* _Problem to work on_
Retype the full listing without altering anything.

* _Data for analysis_
PR #652, opened 2019-08-01
[11.0][ADD] New module: hr_holidays_extendable

jarroyomorales:
Hr Holidays Extendable
======================

Allows a certain type of holidays to be extended.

* _Task output_
PR #652, opened 2019-08-01
[11.0][ADD] New module: hr_holidays_extendable

jarroyomorales:
Hr Holidays Extendable
======================

Allows a certain type of holidays to be extended.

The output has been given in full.